Se trata de un conjunto de prácticas deletéreas, un sistema de corrupción, contra el cual no ha dirigido un combate abierto “el gobierno del cambio”, que ha preferido una coexistencia pragmática, quizá a la búsqueda de respuestas favorables que le permitan la gobernabilidad estratégica y la eficacia legislativa; pero sin eludir los graves riesgos de la deslegitimación.
Es un campo minado en el que el gobierno del cambio no ha obtenido buenas calificaciones, algo patente en el asalto a lo público cometido en la UNGRD con una posible repartija entre parlamentarios de la renta capturada criminalmente por dos funcionarios. Incursos en un robo que, por otra parte, desvirtúa considerablemente el perfil de la contra-élite emergente y refrescante, personificación de una alternativa en el gobierno y presunta encarnación, en los términos de Gramsci, de una inédita y esperanzadora hegemonía cultural e ideológica; por tanto, sustituta de las viejas clases en el poder, excluyentes y a la vez comulgantes de una cleptocracia, sin tasa ni medida.
Las difíciles transformaciones
Por el contrario, la sindicación permanente de los esclavistas y explotadores podría servir para justificar, al menos funcionalmente, la necesidad imperiosa de reformas sociales. Además de la tributaria en el primer año, el gobierno consiguió en el segundo sacar adelante la reforma pensional y mantener en curso la laboral, algo que significa un score relativamente bueno, después del desgaste que le representó la reforma a la salud, finalmente hundida en el Senado.
Por cierto, tanto la pensional como la laboral, son reformas que ofrecen una base plausible en términos morales; están orientadas hacia mejoras en las condiciones de vida; además van en la senda de la justicia social; esto es, en el camino de una más avanzada redistribución de valores, como la dignidad, y de bienes, como los ingresos incrementados.

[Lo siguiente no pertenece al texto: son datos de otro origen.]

PR #1516, opened 2026-09-18
test(server): retry browser-runtime self-recovery inside a bounded window

bradhallett:
## Problem

The self-recovery test's echo call after a transport timeout can itself blow the 60ms budget on a loaded runner (browser-runtime.ts:123), so the fresh spawn's echo rejects with a timeout and the test fails even though recovery works (CI run 35285379867, shard 2/4).

## Change

Retry the recovery echo inside a bounded 10s window (well inside the 20s global test timeout), tolerating only transient timed-out rejections: each timed-out attempt kills only its own transport and the gate keeps resolving itself. Any other error — for example the interrupted-browser-action regression this test guards against — still fails fast with its diagnostic intact.

## Verification

- pnpm typecheck
- pnpm vitest run server/browser-runtime.test.ts — 22/22 green

## Summary by CodeRabbit

* **Bug Fixes**
  * Improved recovery when temporary connection timeouts occur, with limited retries for more reliable requests.
  * Request timeouts reported by the engine are now surfaced accurately and handled separately from connection failures.

* **Tests**
  * Expanded coverage for recovery success, timeout handling, and immediate failure behavior.


bradhallett:
@coderabbitai review

milind-soni:
Closing because main now deliberately requires an explicit browser restart after an uncertain accepted daemon action (#1555). This PR retries the previous self-recovery contract, which would regress that behavior. The loaded-runner timeout budget is preserved in the updated #1520; the iOS queued fixture already landed in #1519. No branch deletion.

PR #1518, opened 2026-09-18
fix(ci): give the Electron relaunch test a session bus on headless Linux

### LINKED ISSUE #1512: CI (ubuntu vitest job): Electron relaunch vendor-updater test dies to "Failed to connect to the bus" on headless runners
## What is failing

In the ubuntu-latest vitest job, with the vitest step itself fully green (143 files, 2093 tests), the Electron node-test step fails on run 35285379867 (fork PR head 203d6ade, job "vitest (ubuntu-latest, shard 1/4)"):

```
test at electron/vendor-updater.node-test.mjs:246:1
✖ Electron relaunch waits for deferred cleanup and the replacement acquires the same data directory (12095.32721ms)
  AssertionError [ERR_ASSERTION]: [11289:0917/231237.987738:ERROR:dbus/bus.cc:405] Failed to connect to the bus: Could not parse server address: Unknown address type (examples of valid types are "tcp" and on UNIX "unix")
  [11289:0917/231238.123511:ERROR:dbus/object_proxy.cc:572] Failed to call method: org.freedesktop.DBus.NameHasOwner: object_path= /org/freedesktop/DBus: unknown error type:
  actual: null,
  expected: 0,
  operator: 'strictEqual',
```

https://github.com/milind-soni/OpenMausBot/actions/runs/35285379867

The relaunched Electron child dies to a signal on a headless runner with no session bus, so the exit-code assertion sees `null` instead of `0`. This looks like a runner-environment gap rather than a product regression.

## Possible fixes

Either export a session bus address for the job (for example via `dbus-launch`), or skip the relaunch exit-code assertion when no session bus exists. Happy to send a PR for the second option if maintainers prefer a repo-side guard.

bradhallett:
Supersedes the earlier skip-based approach on this branch with the root-cause fix (identical content to #1545, the stack copy).

## Problem

Fixes #1512. The Electron relaunch vendor-updater test launches real Electron under xvfb-run, and app.requestSingleInstanceLock() needs a DBus session bus on Linux. The headless ubuntu runners have no bus, so the fixture died to Failed to connect to the bus and the assertion failed on every run.

## Change

The test probes for an inherited DBUS_SESSION_BUS_ADDRESS or a dbus-run-session binary (the pattern scripts/run-linux-package-smoke.mjs already uses). With the tool available it launches under dbus-run-session -- xvfb-run -a; with an inherited bus nothing changes; with neither it skips with a logged reason instead of failing. Assertions and the embedded fixture are untouched.

## Verification

node --test electron/vendor-updater.node-test.mjs: 10/10 on the direct macOS path; ubuntu CI gets its bus where dbus-x11 is already installed for the smoke scripts.

## Summary by CodeRabbit

- **Tests**
  - Improved Linux application relaunch test handling when no session bus is available.
  - Tests now use an available session-bus runner when possible and continue supporting virtual display environments.
  - Tests skip with a clear explanation when the required session-bus setup is unavailable, reducing misleading failures in unsupported environments.


milind-soni (approved):
Reviewed the focused Linux test-harness fix. A disposable session bus is supplied only when the environment lacks one; existing desktop sessions and non-Linux behavior remain unchanged. Linux and Windows shards and packaging checks are green. Remaining required CI must pass before merge.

Solo le cabe al gobierno esperar a que la Corte Constitucional no tumbe la pensional y también que pueda consolidar los acuerdos indispensables que le permitan coronar la reforma laboral. De otro modo, con sus dos reformas exitosas en el limbo, se vería obligado a repetir la tarea, durante los dos próximos años, para de esa manera hacer aprobar dos o tres reformas, de las pertenecientes a su catálogo estratégico; un resultado con el que difícilmente podrá dejar una huella histórica. Sin que por otra parte se vaya a librar fácilmente de esa sombra de mal agüero, la que le significa el escándalo de la corrupción.
Salvo que ejecute un giro serio en ese terreno; eventualidad que por lo demás sembraría de más obstáculos el camino de la gobernabilidad. En otras palabras: con mermelada hay gobernabilidad y leyes aprobadas, pero no hay ética pública; en sentido contrario, sin mermelada hay ética pública y valores, pero no hay gobernabilidad ni leyes consistentes. Ese dilema es otra versión del punto ciego que históricamente puede estar enrareciendo ese proyecto sustancial del cambio.